### About this exercise
The records follow. Filter them to the lines that hold "otherwise".
-=-=-=-=-
PR #1724, opened 2015-07-15
Fix incorrect link to class docs in catalog

mgersh:
target_url was removed in #856, and all the other class docs interfaces use the code I've changed it to here.


benjaminjkraft:
Indeed they do.  Merging.

PR #1726, opened 2015-07-17
Fix error when sending class changes emails

mgersh:
Django complained that bcc has to be a list or a tuple. This version worked.


benjaminjkraft:
LGTM.

PR #1727, opened 2015-07-17
Added statement descriptor to Stripe Module

### LINKED ISSUE #1725: Customize statement descriptor for credit card charges on Stripe
Currently, our credit card charges show up as "Learning Unlimited" on the credit card statement.  Some people don't recognize this name, and recently we had a disputed credit card payment because of this.

It would be better to customize the descriptor per program (e.g. "Yale Splash") which is something that students and their parents are more likely to recognize.  This can be done as described here:

https://support.stripe.com/questions/when-i-charge-a-customer-what-will-they-see-on-their-card-statements

"If you want to set a per-charge (dynamic) descriptor, you can do so by utilising the statement_descriptor parameter, which is available when creating a charge and on a plan."

bhorowitz:
Added statement descriptor to be the group's name's first 22 characters. Perhaps a more elegant way might be to have the descriptor be a setting in local_settings.py, and to use the group_name if none is given there.

Fixes #1725.

### DIFF
--- a/esp/esp/program/modules/handlers/creditcardmodule_stripe.py
+++ b/esp/esp/program/modules/handlers/creditcardmodule_stripe.py
@@ -262,6 +262,7 @@ class CreditCardModule_Stripe(ProgramModuleObj):
                         currency="usd",
                         card=request.POST['stripeToken'],
                         description="Payment for %s %s - %s" % (group_name, prog.niceName(), request.user.name()),
+                        statement_descriptor=group_name[0:22], #stripe limits statement descriptors to 22 characters
                         metadata={
                             'ponumber': request.POST['ponumber'],
                         },


jmoldow:
Looks good. My only question is, is this parameter available to us? The page Ted linked to says its only available when you're "on a plan". I don't remember us ever subscribing to a plan. I can double-check when I get home.

I forget, do you have a dev server you can test this with? If not, I can try to test it.

bhorowitz:
Hmmm, yeah, it isn't quite clear what that page is trying to get at as it seems like a "plan" in their documentation is referring to using Stripe to processes reoccurring subscription costs. Their API documentation for statement_descriptor doesn't seem to mention plans though, and simply lists it a core argument of the Charge module: https://stripe.com/docs/api#create_charge

I don't currently have a dev server running on my system.

benjaminjkraft:
It looks like the "plan" they're referring to is just that when you get the data about your current subscription it will include your default statement_descriptor, in the same way you could include it in a charge.  So I think we're fine.  I also quickly tested this with the stripe test keys, but it's hard to tell what it would have shown up as in reality, since it didn't actually make a charge.  Merging.

hwatheod:
A parent from Splash UNC has reported that they are still seeing "Learning Unlimited" on their credit card statement.  But it doesn't look like there's anything wrong with our code.  I have contacted Stripe customer service about this.

PR #1741, opened 2015-08-18
Update the MathJax JavaScript include link

### LINKED ISSUE #1736: MathJax doesn't load
I assume we need to update the URL, or something like that.  It's 404ing for me.

jmoldow:
Use the official MathJax CDN (cdn.mathjax.org) link, as documented at [1].

According to dig, this is a CloudFlare CDN.

This change is necessary because the old link is no longer available, and returns a 404 response.

Fixes #1736.

[1] <http://docs.mathjax.org/en/latest/start.html#using-the-mathjax-content-delivery-network-cdn>


benjaminjkraft:
LGTM.

Issue #1309, opened 2014-09-14
Lists of programs should always be sorted in reverse


jmoldow:
In the admin panel, lists of programs should always be sorted in reverse (either from high id number to low id number, or from later dates to earlier dates). This includes:
- Program filters for other models.
- Foreign key field widgets that point at Program.

benjaminjkraft:
Fixed by #1742 (but feel free to reopen if you find more instances of it).

PR #1742, opened 2015-08-18
Fix for ticket #1309

ghost:
- Added more fields to program list
- Added search on name
- Default sort order is now by id, name


esp/esp/program/models/__init__.py
```diff
@@ -281,6 +281,7 @@ class Program(models.Model, CustomFormsLinkModel):
     class Meta:
         app_label = 'program'
         db_table = 'program_program'
+        ordering = ['-id','name']
```
benjaminjkraft: Not sure what the point of the `name` here is, since `id`s should be unique.  It might make some queries slower, I'm not sure.

benjaminjkraft:
One comment, otherwise LGTM.

esp/esp/program/models/__init__.py
joeleg: The idea was to sort 'chronologically' and also by name. I can remove name if it does not seem to be useful.

benjaminjkraft: Right, I support sorting "chronologically".  But there are no ties to break on `id`, so unless I'm misunderstanding something, adding a second sort cannot possibly change the sort order.

benjaminjkraft:
Looks like someone else already fixed the thing I had commented about in `main`, so I just took that in the merge, and will merge this once tests pass.

PR #1744, opened 2015-08-22
Django 1.8 support (broken)

mgersh:
Here's the work I currently have on Django 1.8. It's very much unfinished. I ran into a lot of old hacks which I attempted to change into new hacks instead of actually fixing them, because I didn't want to take forever, but if you feel inspired to do something nicer, please do.

Current state: Nothing here is tested except for updating requirements, and there are still some known to-do items, but the current blocking factor is that manage.py refuses to run any commands. This is because of a bad interaction between the Django 1.7 app-loading refactor and argcache. I'm not sure if there's a simple fix or if it will require deeper changes. @luac, you probably should look at this if you can.

Also I realize that the diff on this PR is a disaster because I deleted all the migrations. For now, I recommend pulling this branch and looking at diffs locally if you want to see anything.


mgersh:
More thoughts: it's likely that the best thing to do involves switching our infrastructure to use the new ready() method (https://docs.djangoproject.com/en/1.8/ref/applications/#django.apps.AppConfig.ready). I'm still not sure how hard that would be or if there's an easier temporary fix.

luac:
Oops. Yeah, I remember at some point I actually wanted to be able to use ready() but we weren't on 1.7 yet. I'll take a look.

mgersh:
A more organized description of what still needs to be done, now that it's not 2am:

Argcache:
- [ ] Fix it

Migrations and related issues:
- [ ] Figure out what needs to be done for our custom Fields to work right with the new migrations, and do it
- [ ] Create new initial migrations
- [ ] Re-create the zipcode initial data migration
- [ ] Debug any issues that might come up (I know that there are a few minor inconsistencies between the code and the esp.mit.edu database schema, probably left over from the pre-South days, and some documentation suggested that this might cause errors. I don't know if any other sites are likely to have issues.)

Tests:
- [ ] Run tests, and actually fix the test runner situation. What I did here is probably not correct but I felt like trying it anyway.

Manual testing:
- [ ] Test all the features I messed with here
- [ ] Do a full manual test of the website
- [ ] Test deploy on database dumps from various sites if we expect any issues

Note: again, I didn't make an attempt to remove all uses of anything that is deprecated but not removed yet. We'll need to look at those eventually, not necessarily right now.

luac:
Okay so, as a hack, I changed the `except LookupError` to `except (LookupError, AppRegistryNotReady)` to see what would happen. It looks like it at least got further in loading but ran into another issue

"There is no South database module 'south.db.postgresql_psycopg2' for your database. Please either choose a supported database, check for SOUTH_DATABASE_ADAPTER[S] settings, or remove South from INSTALLED_APPS."

luac:
Okay, I found what I think is a slightly better workaround, so I've pushed that. Still stuck on the South error.

mgersh:
Not sure what you mean by "forgot to manage.py update" when the problem is that we can't run manage.py?

The story of my debugging adventures so far:

I locally commented out everything involving south in an attempt to see what's going on, even though those will need a more careful look later, and...CustomFormsCache._populate() broke in the same way that cache loading was breaking earlier. It's a get_models, not a get_model, so it doesn't have the same workaround.

So I commented out the call to cf_cache._populate(), and then the get_app_configs() in cache_loader did the same thing.

Then I gave up and just commented out cache_loader from INSTALLED_APPS and, after a ton of deprecation warnings, got a different confusing error that definitely has nothing to do with argcache.

Conclusion: maaaaaybe we're better off fixing at least some of this the right way instead of trying to work around Django. This might be doable by just throwing the contents of cache_loader/__init__.py into a ready()?

luac:
Sounds good. I think cache_loader really just wants to be the ready() method of cache.

mgersh:
Looks like at this point, tests aren't going to get any farther until we deal with the rest of the migrations situation, so that's next.

mgersh:
Why I had to delete esp/__init__.py: http://stackoverflow.com/questions/23854677/django-finds-tests-but-fail-to-import-them

mgersh:
Right now there are 50 tests erroring, but most of them are the same error. We have a total of 152 tests running, and there were 178 before. I think the difference might just be external apps' tests which don't run with ours anymore, but I'm not sure.

I'm not going to do more work on this for a while, I need to focus on other things. Feel free to pick things up from here.

mgersh:
More details about what's going on right now:

* I updated the checklist above with what needs to be done. Fixing the current test failures and re-adding the zipcodes can be done in either order, probably both should be done before anyone tries manual testing.
* Most of the test failures right now are coming from template issues. If you want to fix them, https://docs.djangoproject.com/en/1.8/ref/templates/upgrading/ is probably the right place to look.
* A new South migration was just added in main. This means that we'll need to resolve the conflict. I think the best way to do this is by rebasing this work on top of main right before it's ready to merge (in case anybody adds any more migrations), then re-generating and re-testing the new migrations.

benjaminjkraft:
I should really go to sleep, but I think I have a strong lead on the template thing -- I think it's an issue with our `esp.web.util.template.cache_inclusion_tag`.  In particular, that contains a pile of code that's basically copy-pasted from the django source for `inclusion_tag`, with some changes to cache it.  Ideally, we could find a way to do things that doesn't require that, but I recall that being ~impossible as of a couple of years ago*, so we may have to just update it to new copy-pasted code.  (@luac, I think you've looked at this more recently -- do you have any idea if we can make this less of a mess?)  I don't know exactly what the issue is but I'm pretty sure that's the issue: I followed the `context.template` getting passed around, and the place where it gets dropped is where we enter the `cache_inclusion_node`.

Also, I noticed an issue where css files were 500ing.  (I'm guessing this was unnoticed due to the template errors.)  This appears to be due to our `esp.middleware.whitespacemiddleware`, which is making some assumptions about request structure that are no longer true of requests for static files.  My inclination is to remove it rather than fixing it -- it only removes whitespace from the beginning and end of the request body, which seems rather trivial to me.  If you think otherwise, say so -- it's probably not *that* hard to update.

*In particular, when we cache an inclusion tag, we don't want to just cache the returned context -- we want to cache the whole rendered thing.  This means we have to deal with the guts of `inclusion_tag` to inject caching code in the right places.

mgersh:
Oh, that was a copy-paste? That explains a lot. I knew that piece of code was the problem but didn't understand what it was doing. I've found a few other copy-pastes during this project, but they were all clearly commented so I could easily update the copy-paste instead of trying to figure out the details of what's wrong, while apparently this one you just have to know about.

I'm fine with getting rid of the whitespace middleware. This isn't the first time we've run into a problem with it recently, and it seems like more trouble than it's worth.

benjaminjkraft:
Ok, I just pushed a bunch of fixes to various template-related stuff for 1.8.  The highlights:
- used the forwards-compatible way of specifying our template settings (59335f2)
- removed StripWhitespaceMiddleware (see above for discussion; a4da023)
- updated our template loaders. (836645a) I removed our `CachedLoader` because I don't think we need it.  @mgersh,I clobbered 7bc9db5 by just removing that section of code because I am pretty convinced we just don't need it at all.
- updated `cache_inclusion_tag`. (a65a465 and 8357032) This was by far the hardest part, because this code is based on a copy-paste from the django source, which needed to get updated.  It's also a fairly complex piece of code, because template rendering is complex, and caching it right gets tricky.  I'd love to have a fairly careful code review on this (@mgersh? @luac?); I think everything is fairly well-commented, but poke me if you want more explanation anywhere.  Also, unfortunately, this will probably need to be updated again in 1.9, although I think the updates won't be too difficult (since the change is mostly just moving code around, and now I think I understand most of the relevant concerns).

I'm going to see if I can manage to write some tests for some of this stuff, especially `cache_inclusion_tag`.  But that will be in a separate commit.

mgersh:
I looked at the parts of that recent bunch of commits that aren't related to cache_inclusion_tag, and those all look good. Also, now that the template stuff is fixed, general manual testing is no longer blocked! I'm currently still working on porting customforms, and then I'll write the zipcode migration unless someone else wants to claim it.

I think once I've finished those last two things, it'll be a reasonable time to rebase this on main, resolve migrations, and not merge any more South migrations ever. Then we can do manual testing on the final branch. If anyone objects, say something.

benjaminjkraft:
:+1: I just looked through the older commits that I didn't write, which I'm not sure were reviewed; they generally looked good, just a few minor comments.  Hopefully we are getting close!

mgersh:
Looks like 1.8.5, which has @benjaminjkraft's fix for the SimpleLazyObject pickling error in it, will likely be released before this is ready to merge. Thoughts on whether we'll still want the changes in f1204b1 and a81d57a? It's a somewhat scary infrastructure change that won't be necessary anymore, but it's probably overall a good thing anyway.

luac:
If it weren't for manual testing being more convenient to do all at once, I'd say split it into a separate pull request and merge it separately. But we should include it in the manual testing.

benjaminjkraft:
I don't have a strong opinion, but I'd say keep it around.  I'm not the happiest with the `SimpleLazyObject` check in a81d57a7, but I think `ESPUser(SimpleLazyObject(lambda: User(...)))` was broken before my changes -- I guess we just don't use that anywhere (since we already make sure `request.user` is a (lazy) `ESPUser`).

(And agreed with @luac that unfortunately we want to keep it in this if we merge it, to make sure it gets tested.)

If we do delete it, we may want to clean up the removal of the `__eq__` method and the tests.

mgersh:
Look, we have a clean travis build!

Also, I think I've figured out the correct way to apply migrations on an existing database. First, fake initial migrations for auth, contenttypes, and reversion. Then actually migrate those apps. Then fake everything else.

The next things to do now are rebase on main, generate a new set of initial migrations, and test everything. Probably the easiest way to do this involves merging the stable release branch into mit-prod so the server has up-to-date migrations and taking a database dump to test with once that's done.

mgersh:
Sounds like we want to leave the ESPUser changes as they are. Works for me.

I noticed while checking migrations that our custom update contenttypes thing isn't working as intended. The whole point of that copy-paste is so we don't have to confirm deletion of stale contenttypes, and it made me confirm when I migrated. I'm not really sure why we wanted this in the first place, so I'm inclined to just delete it instead of trying to fix it. Any objections?

When I do the rebase, I can fix the code duplication in the AppConfigs, and I'll bump us to the latest Django point release. The change in DynamicModel.py that you thought was unnecessary really is, I made it before I'd entirely figured out what was going on, I'll fix that too.

I think that's all the comments in this branch that aren't resolved yet. If anything needs doing that isn't mentioned in this comment or my previous one, I've forgotten about it and you should remind me.

benjaminjkraft:
> I noticed while checking migrations that our custom update contenttypes thing isn't working as intended. The whole point of that copy-paste is so we don't have to confirm deletion of stale contenttypes, and it made me confirm when I migrated. I'm not really sure why we wanted this in the first place, so I'm inclined to just delete it instead of trying to fix it. Any objections?

This just means one more manual confirm step on each stable release?  That's fine with me.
-=-=-=-=-
### Output below
One comment, otherwise LGTM.
Also, I noticed an issue where css files were 500ing.  (I'm guessing this was unnoticed due to the template errors.)  This appears to be due to our `esp.middleware.whitespacemiddleware`, which is making some assumptions about request structure that are no longer true of requests for static files.  My inclination is to remove it rather than fixing it -- it only removes whitespace from the beginning and end of the request body, which seems rather trivial to me.  If you think otherwise, say so -- it's probably not *that* hard to update.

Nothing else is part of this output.